Energy storage at utility scale is slowly happening now that some people have invented technology that is lower cost than a gas peaking plant. Like policy, its a long slow slog to adoption.
For BEV’s the body is buried in the cost of the batteries, but that too will pass. Driving electrically is nothing short of a luxury. Regular cars that are closest to the smoothness and quiet of my car are up in the $200K+ Bentley class. Pretty hard not to like it since I get all of the acceleration and other goodies along with it.
V2G is, at the moment, a theory. The technology has been developed by multiple researchers. No problem there. Its just that no one or manufacturer in their right mind would allow their car to participate. Regardless of the depth of discharge, it ages the batteries artificially. Maybe we’ll develop some chemistries that don’t age, but we haven’t yet.
Correspondingly, the jury is still out on fast charge (level 3) as well. Extremely high C multiples also artificially age the battery. We have a ways to go here.

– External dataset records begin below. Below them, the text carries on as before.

PR #582, opened 2024-02-02
feat(builder): add option to pass in builders to flashbots mev-share rpc

### LINKED ISSUE #283: builder: Send bundle to more builders on L1
**Describe the feature**
https://docs.flashbots.net/flashbots-protect/rpc/mev-share#builders

Add a CLI option to modify the builders that receive bundles. Update transaction status tracking to handle multiple builders.

alex-miao:
Closes #283

## Proposed Changes

  - pass in additional builders through the MEV-Share RPC query params

### DIFF
--- a/bin/rundler/src/cli/builder.rs
+++ b/bin/rundler/src/cli/builder.rs
@@ -152,14 +152,15 @@ pub struct BuilderArgs {
     )]
     max_fee_increases: u64,
 
-    /// A list of builders to pass into the Flashbots MEV-Share RPC
+    /// A list of builders to pass into the Flashbots Relay RPC. Only used when BUILDER_SENDER is "flashbots" and BUILDER_SUBMIT_URL is a Flashbots RPC
     #[arg(
-        long = "builder.mev_share_builders",
-        name = "builder.mev_share_builders",
-        env = "BUILDER_MEV_SHARE_BUILDERS",
-        value_delimiter = ','
+        long = "builder.flashbots_relay_builders",
+        name = "builder.flashbots_relay_builders",
+        env = "BUILDER_FLASHBOTS_RELAY_BUILDERS",
+        value_delimiter = ',',
+        default_value = "flashbots"
     )]
-    mev_share_builders: Vec<String>,
+    flashbots_relay_builders: Vec<String>,
 
     /// If using Polygon Mainnet, the auth header to use
     /// for Bloxroute polygon_private_tx sender
@@ -270,7 +271,7 @@ impl BuilderArgs {
             replacement_fee_percent_increase: self.replacement_fee_percent_increase,
             max_fee_increases: self.max_fee_increases,
             remote_address,
-            mev_share_builders: self.mev_share_builders.clone(),
+            flashbots_relay_builders: self.flashbots_relay_builders.clone(),
             bloxroute_auth_header: self.bloxroute_auth_header.clone(),
         })
     }
--- a/bin/rundler/src/cli/builder.rs
+++ b/bin/rundler/src/cli/builder.rs
@@ -152,6 +152,15 @@ pub struct BuilderArgs {
     )]
     max_fee_increases: u64,
 
+    /// A list of builders to pass into the Flashbots MEV-Share RPC
+    #[arg(
+        long = "builder.mev_share_builders",
+        name = "builder.mev_share_builders",
+        env = "BUILDER_MEV_SHARE_BUILDERS",
+        value_delimiter = ','
+    )]
+    mev_share_builders: Vec<String>,
+
     /// If using Polygon Mainnet, the auth header to use
     /// for Bloxroute polygon_private_tx sender
     #[arg(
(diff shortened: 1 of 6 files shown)


bin/rundler/src/cli/builder.rs
```diff
@@ -152,6 +152,15 @@ pub struct BuilderArgs {
     )]
     max_fee_increases: u64,
 
+    /// A list of builders to pass into the Flashbots MEV-Share RPC
+    #[arg(
+        long = "builder.mev_share_builders",
+        name = "builder.mev_share_builders",
+        env = "BUILDER_MEV_SHARE_BUILDERS",
+        value_delimiter = ','
```
dancoombs, line 160: nit: lets be overly verbose here and call this `BUILDER_FLASHBOTS_MEV_SHARE_BUILDERS`

dancoombs: Can you add this to `cli.md` also

crates/builder/src/sender/flashbots.rs
```diff
@@ -176,8 +181,14 @@ struct FlashbotsClient {
...
 impl FlashbotsClient {
-    fn new() -> anyhow::Result<Self> {
-        let client = HttpClientBuilder::default().build("https://rpc.flashbots.net")?;
+    fn new(builders: &Vec<String>) -> anyhow::Result<Self> {
+        let mut flashbots_url = Url::parse("https://rpc.flashbots.net")?;
+        for builder in builders {
+            flashbots_url
+                .query_pairs_mut()
+                .append_pair("builder", builder);
+        }
```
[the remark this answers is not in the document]
dancoombs: Found it nvm: https://docs.flashbots.net/flashbots-protect/mev-share#configuration-reference

crates/builder/src/sender/flashbots.rs
```diff
@@ -176,8 +181,14 @@ struct FlashbotsClient {
 }
 
 impl FlashbotsClient {
-    fn new() -> anyhow::Result<Self> {
-        let client = HttpClientBuilder::default().build("https://rpc.flashbots.net")?;
+    fn new(builders: &Vec<String>) -> anyhow::Result<Self> {
+        let mut flashbots_url = Url::parse("https://rpc.flashbots.net")?;
```
dancoombs, line 185: Thoughts on switching to using the relay RPC instead? I think its better built for our purposes: https://docs.flashbots.net/guide-send-tx-bundle#relayflashbotsnet---for-advanced-users

dancoombs: We'd then need to switch to using `eth_sendPrivateRawTransaction` since we don't make use of the `maxBlockNumber` field. Although when we rework the builder it would be interesting to start using that field so that we submit a bundle every other block or something like that.

alex-miao: Switched it over, noticed there is the `preferences.fast` command that defaults to sending to all builders but also sets the revenue share to 50% as opposed to the default 10%.

bin/rundler/src/cli/builder.rs
```diff
@@ -152,6 +152,16 @@ pub struct BuilderArgs {
     )]
     max_fee_increases: u64,
 
+    /// A list of builders to pass into the Flashbots Relay RPC
+    #[arg(
+        long = "builder.flashbots_relay_builders",
+        name = "builder.flashbots_relay_builders",
+        env = "BUILDER_FLASHBOTS_RELAY_BUILDERS",
+        value_delimiter = ',',
+        default_value = ""
```
dancoombs, line 161: Does this default still send to flashbots?

docs/cli.md
```diff
@@ -170,6 +170,8 @@ List of command line options for configuring the Builder.
   - env: *BUILDER_REPLACEMENT_FEE_PERCENT_INCREASE*
 - `--builder.max_fee_increases`: Maximum number of fee increases to attempt (Seven increases of 10% is roughly 2x the initial fees) (default: `7`)
   - env: *BUILDER_MAX_FEE_INCREASES*
+- `--builder.flashbots_replay_builders`: additional builders to send bundles to through the Flashbots relay RPC (comma-separated)
```
dancoombs, line 173: Spelling: `flashbots_replay_builders` -> `flashbots_relay_builders`

dancoombs, line 173: Can you add a blurb about what this defaults to?

dancoombs: We should also link to https://docs.flashbots.net/flashbots-auction/advanced/rpc-endpoint#eth_sendprivatetransaction so that users know what builders they can choose from

bin/rundler/src/cli/builder.rs
dancoombs: This should probably default to `"flashbots"`

bin/rundler/src/cli/builder.rs
```diff
@@ -152,6 +152,16 @@ pub struct BuilderArgs {
     )]
     max_fee_increases: u64,
 
+    /// A list of builders to pass into the Flashbots Relay RPC
```
dancoombs, line 155: We should make it clear this is only used if the `builder.submit_url` above is a flashbots URL.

Shucks, I know the solution but the Utilities don’t want me to tell everyone. In the “Good Old Days” when there was no J1772 level 2 charging stations or points, (Over 2 years ago.) we recharged our conversion built EVs from the “Dryer Outlet” but there is a simpler installation setup for “Level two”that results in NO impact on the demand at the residence. It really is simple, Nearly every modern home has an Electric Hot Water Heater. Connect the “Charge point” wiring to the same circuit breaker with a relay to disconnect the water heater while the car is charging. Why the Water Heater, because it has a storage capacity of about one days usage so the charging EV has NO impact on the household routine. Presto, no impact on “Peak or Off-Peak”
Thanks for looking at the marginal effect on the grid of EVs- it’s a subject that gets too little attention (most likely because it’s so hard to get our minds around.) To add to the confusion, we need to look at both the short term effect of charging a vehicle (which power plant will be dispatched to provide the extra electricity) as well as the long term effect (given the extra demand from a large number of EVs, how with the utility supply the extra power? (this could be anything, not just renewables or fossil generation, but also possibly through demand side management (DMS) – better efficiency elsewhere freeing up power to charge cars.)
Personally, my preference is to charge my car with DSM. 😉
You’re right; it’s not as simple as most people believe. Here’s a follow-up I just wrote: http://2greenenergy.com/electric-vehicles-and-coal/32110/.
We also have the phenomenon of seeing what we want to believe. Some people hate the oil companies so much that they’re really not too anxious to take a hard look at the science. Trust me, I understand that feeling.
Again, I support EVs long-term, and if we’re going to get there, we need to start now.